Top of Exercise data
PR #743, opened 2019-03-31
[WIP] Compatiblilty of `MvNormal` and `Tracker`

### LINKED ISSUE #717: `MvNormal` and `Tracker`
We still can't compute the `logpdf` of a multivariate Normal distribution and backprop using `Tracker`, which is a bit of a shame. Here's a MWE:
```julia
]dev Tracker
using Tracker, PDMats, LinearAlgebra

A = randn(3, 3);
B = A * A' + I;
x, m = randn(3), randn(3), B;

y, back = Tracker.forward((x, m, B)->logpdf(MvNormal(m, PDMat(B)), x), x, m, B)
ERROR: MethodError: no method matching PDMat(::TrackedArray{…,Array{Float64,2}})
Closest candidates are:
  PDMat(::AbstractArray{T,2} where T, ::Cholesky) at /home/wct23/.julia/dev/PDMats/src/pdmat.jl:13
  PDMat(::Array{T,2} where T) at /home/wct23/.julia/dev/PDMats/src/pdmat.jl:19
  PDMat(::Symmetric) at /home/wct23/.julia/dev/PDMats/src/pdmat.jl:20
  ...
Stacktrace:
 [1] (::getfield(Main, Symbol("##7#8")))(::TrackedArray{…,Array{Float64,1}}, ::TrackedArray{…,Array{Float64,1}}, ::TrackedArray{…,Array{Float64,2}}) at ./REPL[13]:1
 [2] #20 at /home/wct23/.julia/dev/Tracker/src/back.jl:148 [inlined]
 [3] forward(::getfield(Tracker, Symbol("##20#22")){getfield(Main, Symbol("##7#8"))}, ::Params) at /home/wct23/.julia/dev/Tracker/src/back.jl:135
 [4] forward(::Function, ::Array{Float64,1}, ::Array{Float64,1}, ::Vararg{Any,N} where N) at /home/wct23/.julia/dev/Tracker/src/back.jl:148
 [5] top-level scope at none:0
```
I'm not entirely sure what the issue _actually_ is here if I'm honest.

(Note that `Tracker` has recently been split off from `Flux` in preparation for `Zygote`, presumably becoming the default AD, hence the lack of `using Flux.Tracker`.)

KDr2:
Try to fix #717 on the Turing side.

I will file a PR on the Distributions or Tracker side later, but I think there will be a fair time-window before the fix on their side.

### DIFF
--- a/src/core/ad_ext.jl
+++ b/src/core/ad_ext.jl
@@ -10,3 +10,22 @@ Distributions.logpdf(
     dist::Distribution{Multivariate,S} where S<:ValueSupport,
     ta::TrackedArray{T,N,A} where A<:AbstractArray{T, N} where {T, N}
 ) = logpdf(dist, [e for e in ta])
+
+
+mvnormlogpdf(u::Array, M::Array, x::Array) = logpdf(MvNormal(u, PDMat(M)), x)
+mvnormlogpdf(u::Tracker.TrackedArray, M::Tracker.TrackedArray, x::Tracker.TrackedArray) =
+    Tracker.track(mvnormlogpdf, u, M, x)
+
+Tracker.@grad function mvnormlogpdf(
+    u::Tracker.TrackedArray,
+    M::Tracker.TrackedArray,
+    x::Tracker.TrackedArray
+)
+    return mvnormlogpdf(Tracker.data(u), Tracker.data(M), Tracker.data(x)), function(Δ)
+        inv_M = inv(M)
+        z = u - x
+        du = - inv_M * z
+        dM = (inv_M * z * z' * inv_M - inv_M)/2
+        (du, dM, -du) .* Δ
+    end
+end
--- a/src/core/ad_ext.jl
+++ b/src/core/ad_ext.jl
@@ -1,0 +1,12 @@
+using Tracker, Distributions, PDMats
+
+# The code below introduces Tracker and Distributions to each other to
+# make them work well together. The code can be removed after that issue
+# is fixed on the Distributions side.
+
+PDMats.PDMat(ta::TrackedArray) = PDMat([e for e in ta])
+Distributions.MvNormal(ta::TrackedArray, mat::PDMat) = MvNormal([e for e in ta], mat)
+Distributions.logpdf(
+    dist::Distribution{Multivariate,S} where S<:ValueSupport,
+    ta::TrackedArray{T,N,A} where A<:AbstractArray{T, N} where {T, N}
+) = logpdf(dist, [e for e in ta])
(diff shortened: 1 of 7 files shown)


src/core/ad_ext.jl
```diff
@@ -0,0 +1,12 @@
+using Tracker, Distributions, PDMats
+
+# The code below introduces Tracker and Distributions to each other to
+# make them work well together. The code can be removed after that issue
+# is fixed on the Distributions side.
+
+PDMats.PDMat(ta::TrackedArray) = PDMat([e for e in ta])
```
trappmartin: We should probably add a note that this solution is inefficient.

KDr2: OK. 

Another question, we can use `ta.data` to replace `[e for e in ta]`, but `ta.data` is an ordinary (not tracked) array of ordinary (not tracked) elements. Is it OK for our case?

willtebbutt:
Thanks for the PR. I would recommend taking a look [here](https://github.com/FluxML/Zygote.jl/blob/6b1b80faa354d46a9b448f83ed42b62fdbc63a94/src/lib/array.jl#L192) for an efficient implementation of the `cholesky` that you should be able to adapt for our purposes here. You might have to extend it slightly, but it's definitely necessary for performance.

src/core/ad_ext.jl
mohamed82008: I don't think this is the correct fix. We should just teach `cholesky` how to operate on `TrackedArray` IMO. `ta.data` will drop the tracking which is important not to break the differentiation chain.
Bottom of Exercise data
- Task statement -
Scan the entries above for the string "AbstractArray" and copy each line containing it.

- Answer section -
  PDMat(::AbstractArray{T,2} where T, ::Cholesky) at /home/wct23/.julia/dev/PDMats/src/pdmat.jl:13
     ta::TrackedArray{T,N,A} where A<:AbstractArray{T, N} where {T, N}
+    ta::TrackedArray{T,N,A} where A<:AbstractArray{T, N} where {T, N}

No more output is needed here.